> **Listed records**
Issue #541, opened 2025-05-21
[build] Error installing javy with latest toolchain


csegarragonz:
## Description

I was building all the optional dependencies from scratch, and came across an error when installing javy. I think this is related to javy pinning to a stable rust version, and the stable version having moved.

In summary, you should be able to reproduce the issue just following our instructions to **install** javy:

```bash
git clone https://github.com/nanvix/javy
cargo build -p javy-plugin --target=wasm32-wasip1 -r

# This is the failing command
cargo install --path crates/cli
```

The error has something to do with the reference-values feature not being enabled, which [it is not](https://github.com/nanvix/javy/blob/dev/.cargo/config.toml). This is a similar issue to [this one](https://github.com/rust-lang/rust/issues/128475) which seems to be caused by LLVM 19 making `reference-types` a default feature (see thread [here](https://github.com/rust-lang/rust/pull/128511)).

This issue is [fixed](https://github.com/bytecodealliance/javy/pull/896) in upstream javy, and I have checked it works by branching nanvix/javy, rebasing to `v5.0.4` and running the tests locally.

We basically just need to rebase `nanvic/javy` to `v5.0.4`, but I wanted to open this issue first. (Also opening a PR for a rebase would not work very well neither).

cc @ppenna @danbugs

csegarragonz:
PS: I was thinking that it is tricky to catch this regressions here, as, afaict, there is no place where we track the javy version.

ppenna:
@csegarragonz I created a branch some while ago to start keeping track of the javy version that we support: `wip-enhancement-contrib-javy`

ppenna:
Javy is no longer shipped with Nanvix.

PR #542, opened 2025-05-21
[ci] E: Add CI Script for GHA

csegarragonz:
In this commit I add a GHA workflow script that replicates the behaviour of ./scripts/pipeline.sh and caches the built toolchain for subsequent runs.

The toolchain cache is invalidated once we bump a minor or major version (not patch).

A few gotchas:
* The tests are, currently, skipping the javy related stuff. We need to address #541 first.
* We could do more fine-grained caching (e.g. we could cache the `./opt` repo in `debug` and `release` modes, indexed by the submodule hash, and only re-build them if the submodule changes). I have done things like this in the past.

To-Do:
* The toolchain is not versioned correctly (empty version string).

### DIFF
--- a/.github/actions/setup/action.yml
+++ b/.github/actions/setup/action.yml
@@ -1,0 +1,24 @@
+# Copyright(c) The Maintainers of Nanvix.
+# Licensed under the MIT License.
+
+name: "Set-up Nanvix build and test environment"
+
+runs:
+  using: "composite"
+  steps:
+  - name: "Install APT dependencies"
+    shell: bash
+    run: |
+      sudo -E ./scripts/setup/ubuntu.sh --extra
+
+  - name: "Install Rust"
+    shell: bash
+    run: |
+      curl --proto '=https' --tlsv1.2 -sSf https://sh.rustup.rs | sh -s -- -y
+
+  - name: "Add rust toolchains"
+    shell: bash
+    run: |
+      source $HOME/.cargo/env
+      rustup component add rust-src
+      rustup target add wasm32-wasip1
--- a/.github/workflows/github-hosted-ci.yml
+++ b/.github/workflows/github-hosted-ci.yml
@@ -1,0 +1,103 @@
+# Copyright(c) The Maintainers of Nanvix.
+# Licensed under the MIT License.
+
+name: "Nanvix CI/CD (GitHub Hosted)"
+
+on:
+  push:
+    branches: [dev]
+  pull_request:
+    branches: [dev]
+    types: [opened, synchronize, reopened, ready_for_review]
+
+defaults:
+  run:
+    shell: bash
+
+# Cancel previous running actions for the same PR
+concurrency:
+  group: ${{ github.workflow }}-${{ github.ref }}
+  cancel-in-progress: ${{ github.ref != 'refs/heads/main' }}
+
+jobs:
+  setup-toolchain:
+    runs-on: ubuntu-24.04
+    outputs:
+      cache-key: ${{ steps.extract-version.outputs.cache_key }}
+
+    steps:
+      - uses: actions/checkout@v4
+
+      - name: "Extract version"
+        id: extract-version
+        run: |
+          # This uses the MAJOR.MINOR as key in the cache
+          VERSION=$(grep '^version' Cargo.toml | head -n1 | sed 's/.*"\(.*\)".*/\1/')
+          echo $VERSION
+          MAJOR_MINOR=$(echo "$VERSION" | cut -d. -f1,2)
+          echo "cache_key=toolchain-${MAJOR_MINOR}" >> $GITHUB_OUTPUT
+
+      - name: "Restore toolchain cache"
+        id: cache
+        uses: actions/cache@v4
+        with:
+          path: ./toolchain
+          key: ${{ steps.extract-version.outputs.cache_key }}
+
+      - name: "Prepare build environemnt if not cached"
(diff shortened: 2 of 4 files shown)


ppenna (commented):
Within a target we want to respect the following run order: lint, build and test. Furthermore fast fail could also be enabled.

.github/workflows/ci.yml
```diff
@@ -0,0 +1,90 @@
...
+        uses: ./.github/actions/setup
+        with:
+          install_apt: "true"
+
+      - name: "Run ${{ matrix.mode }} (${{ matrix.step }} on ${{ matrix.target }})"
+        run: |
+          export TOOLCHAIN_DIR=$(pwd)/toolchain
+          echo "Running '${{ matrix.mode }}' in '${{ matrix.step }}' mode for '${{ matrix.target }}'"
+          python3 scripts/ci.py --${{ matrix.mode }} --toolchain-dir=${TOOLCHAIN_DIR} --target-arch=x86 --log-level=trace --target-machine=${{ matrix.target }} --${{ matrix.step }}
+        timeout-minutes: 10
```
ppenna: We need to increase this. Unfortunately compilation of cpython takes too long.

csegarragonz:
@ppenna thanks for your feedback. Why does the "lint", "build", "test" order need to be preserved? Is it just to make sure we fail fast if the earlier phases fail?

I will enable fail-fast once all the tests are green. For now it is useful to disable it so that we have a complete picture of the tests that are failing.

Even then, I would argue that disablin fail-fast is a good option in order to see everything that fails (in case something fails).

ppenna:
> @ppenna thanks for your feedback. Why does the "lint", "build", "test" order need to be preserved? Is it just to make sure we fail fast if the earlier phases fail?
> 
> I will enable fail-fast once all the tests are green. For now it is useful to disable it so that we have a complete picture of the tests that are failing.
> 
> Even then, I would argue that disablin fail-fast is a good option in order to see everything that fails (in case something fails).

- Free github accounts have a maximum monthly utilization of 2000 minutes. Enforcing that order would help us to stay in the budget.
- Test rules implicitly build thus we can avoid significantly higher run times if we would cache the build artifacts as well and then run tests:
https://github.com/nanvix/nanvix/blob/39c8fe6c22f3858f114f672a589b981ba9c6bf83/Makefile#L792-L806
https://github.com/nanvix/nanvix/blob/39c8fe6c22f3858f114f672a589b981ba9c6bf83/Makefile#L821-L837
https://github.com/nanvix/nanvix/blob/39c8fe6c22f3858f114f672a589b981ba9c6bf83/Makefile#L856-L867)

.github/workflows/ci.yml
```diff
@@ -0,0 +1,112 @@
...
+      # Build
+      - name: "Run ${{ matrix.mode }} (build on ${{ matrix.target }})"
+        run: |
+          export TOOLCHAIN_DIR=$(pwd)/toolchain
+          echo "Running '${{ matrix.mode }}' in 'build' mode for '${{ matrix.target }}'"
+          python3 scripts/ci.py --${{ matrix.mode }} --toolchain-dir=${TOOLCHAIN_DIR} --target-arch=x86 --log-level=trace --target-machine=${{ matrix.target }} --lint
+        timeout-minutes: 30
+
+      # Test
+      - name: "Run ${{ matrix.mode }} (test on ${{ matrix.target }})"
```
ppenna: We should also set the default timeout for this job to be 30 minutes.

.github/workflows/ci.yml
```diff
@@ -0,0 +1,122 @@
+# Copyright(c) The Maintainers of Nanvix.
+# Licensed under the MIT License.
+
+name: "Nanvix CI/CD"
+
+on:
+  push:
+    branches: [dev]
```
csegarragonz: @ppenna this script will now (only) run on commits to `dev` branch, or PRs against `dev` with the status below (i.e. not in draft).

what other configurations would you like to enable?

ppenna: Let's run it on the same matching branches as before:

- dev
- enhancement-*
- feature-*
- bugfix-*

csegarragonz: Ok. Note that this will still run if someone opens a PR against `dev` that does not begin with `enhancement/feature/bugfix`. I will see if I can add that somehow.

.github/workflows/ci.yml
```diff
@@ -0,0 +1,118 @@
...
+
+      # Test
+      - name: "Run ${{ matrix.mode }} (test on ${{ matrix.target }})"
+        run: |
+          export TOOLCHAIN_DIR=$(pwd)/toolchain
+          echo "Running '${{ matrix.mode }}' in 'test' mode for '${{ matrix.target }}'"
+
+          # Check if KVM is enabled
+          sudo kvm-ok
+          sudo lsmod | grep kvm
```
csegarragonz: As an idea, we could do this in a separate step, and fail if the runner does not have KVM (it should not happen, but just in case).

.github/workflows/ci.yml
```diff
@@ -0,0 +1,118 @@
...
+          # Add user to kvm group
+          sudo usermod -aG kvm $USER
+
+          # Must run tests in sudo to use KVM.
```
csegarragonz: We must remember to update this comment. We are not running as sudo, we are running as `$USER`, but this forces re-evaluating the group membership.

> **Your objective**
Looking at the entries above, count each line in which the word "thanks" occurs, then give the total and nothing further.

> **Response**
2